Прошел в свою комнату, достал из ящика револьвер, прицепил кортик.

– Валя, куда это ты собрался? – испуганно-подозрительно спросила мать, неслышно возникшая в дверном проеме.

– В Думу. Поскольку моего полка здесь нет, полагаю, мое место сейчас там.

– Но зачем? Не лучше ли сейчас, пока еще ничего не ясно, остаться дома? Ты же в отпуске, и не должен… Всякое может случиться. Члены домового комитета… Ты мог бы возглавить оборону дома, организовать дежурство…

– Мама, я – боевой офицер!

– А как же мы?! – в голосе близкие слезы.

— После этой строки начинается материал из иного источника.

PR #304, opened 2023-12-24
[fix] Update electron to 28.1

Vam-Jam:
Updates electron, which now uses chrome 120
  - ^119 is now required for colonist due to document.hasStorageAccess()

### DIFF
--- a/package.json
+++ b/package.json
@@ -37,7 +37,7 @@
         "@typescript-eslint/parser": "^6.13.1",
         "@vencord/types": "^0.1.2",
         "dotenv": "^16.3.1",
-        "electron": "^27.1.2",
+        "electron": "^28.1.0",
         "electron-builder": "^24.9.1",
         "esbuild": "^0.19.8",
         "eslint": "^8.54.0",


Vendicated:
how is this a fix?

what's colonist?

Vam-Jam:
My bad for not explaining. Colonist was recently added as a discord activity. (https://colonist.io/)

On the current version of Vesktop, launching Colonist will result in `Error 1003, Third party cookies must be enabled to play this activity`. 

Colonist is trying to call hasStorageAccess() (https://developer.mozilla.org/en-US/docs/Web/API/Document/hasStorageAccess), which was added in chromium v119.

Updating electron allows the activity to launch as intended.

image

Vendicated:
im confused, how does this activity work on discord desktop? it uses a much older electron / chromium

Vam-Jam:
I want to say its something to do with the user agent, it looks like the app is checking for 'discord' in the user agent before it calls hasStorageAccess. I will check whats going on shortly.

Vam-Jam:
> I want to say its something to do with the user agent, it looks like the app is checking for 'discord' in the user agent before it calls hasStorageAccess. I will check whats going on shortly.

does not seem to be the case (its just checking to display different errors based on user agent), not entirely sure how its working on the vanilla client. it does not look like hasStorageAccess is a valid func, so its not been backported.

maybe the vanilla client is being served a different file somehow?

lewisakura:
ideally we don't want to upgrade the electron version if it works on the vanilla client's older version - can we please investigate this further rather than doing a major upgrade, since it has the potential to break other things? for context, canary seems to currently be on Electron 22.3.26 so if it works fine on there then we need to work out *why*.

i mean worst comes to worst, write a polyfill of `document.hasStorageAccess = () => true` and it'll fix the game from what i'm hearing, which seems to be preferable than upgrading electron

Vendicated:
i'm closing this because you have not correctly updated the dependency (lock file also needs an update)

however, i will experiment with & test electron 28 myself and if all works correctly bump myself

thanks for bringing this issue & its fix to our attention!

Vendicated:
https://github.com/Vencord/Vesktop/commit/d71d0c1cc4914b99e0ca4fb17b32f363122bc054

PR #309, opened 2023-12-28
SteamOS: always use dark theme

AAGaming00:
The Flatpak always detects light theme, but SteamOS only has a dark mode so we can just always use dark mode there.

To the 1 person using a light theme with decky: you are insane go explode.


Vendicated:
superseded by https://github.com/Vencord/Vesktop/commit/b059516707a97be7fac2c05a67e054d0c5e73daa

PR #315, opened 2024-01-02
feat: add setting to disable hardware acceleration

zt64:


zt64:
@Vendicated rerview

Vendicated (changes requested):
LCTM

PR #316, opened 2024-01-02
feat: Add start minimized as a launch argument

redeven:
Reimplements #248 to allow starting Vencord minimized/hidden, but with an argument instead of a Settings toggle, so that it may be appended to autostart shortcuts without impacting explicit launching of the app.

Flag is `--start-minimized` to match the official Discord application's flag.

### DIFF
--- a/src/main/mainWindow.ts
+++ b/src/main/mainWindow.ts
@@ -458,7 +458,7 @@ export async function createWindows() {
     mainWin.webContents.on("did-finish-load", () => {
         splash.destroy();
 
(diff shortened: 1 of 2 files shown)


Vendicated:
looks good. could you please also add a settings switch for `Auto start minimised`? I'm not sure how to word it, just take inspiration from Discord Windows settings

Vendicated:
actually don't worry about that, ill add it as part of https://github.com/Vencord/Vesktop/pull/322

Vendicated:
thanks

PR #322, opened 2024-01-06
autoStart: add linux portal implementation

Vendicated:
Todo:
- figure out a way to get enabled state for portal method. i tried to DBus.Properties.Get, on the Background portal but the only property is version. nothing more. we likely just need to keep a boolean in our settings or smth
- Implement --start-minimized option
- Test on various desktop environments and inside flatpak. it works for me on gnome


Vendicated:
#1180

PR #349, opened 2024-01-18
add transparency option on linux

miri999:
Added transparency option on non Windows OSes, and changed the `customTitleBar` check to only be used on windows as according to the electron docs (I misthought in the commit) transparency works on windows with borders on non Windows OSes.


Vendicated:
this is a very poor way of doing this. this setting is purely intended for windows. plain transparency should be a different unrelated setting

you can also easily check for windows inside the browser, no need for an ipc event. src/renderer/constants should already export what you need

Vendicated:
superseded by https://github.com/Vencord/Vesktop/commit/b636b65e55235fde9092843a7d3f8dae02d9d720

– Мама, ты помнишь, что сказала Любовь Николаевна? Твое место навсегда – в моем сердце… Я ухожу. До моего возвращения не выходите на улицу без нужды, если начнется стрельба, не подходите к окнам, старайтесь находиться во внутренних комнатах. Моника, прошу тебя, присмотри за мамой.

– Не беспокойся. Иди, – она поцеловала его и перекрестила вслед.

Он был благодарен ей за малословие, в этот момент оно казалось удивительно уместным – в критические минуты женщины из польской шляхты без сомнения умеют вести себя достойно.

Стукнула дверь, стихли шаги на лестнице. Старая кошка, изрядно напуганная всем, происходившим в доме в последние дни, бесшумно выглянула из кладовой – и попятилась, будто не узнавая знакомого места.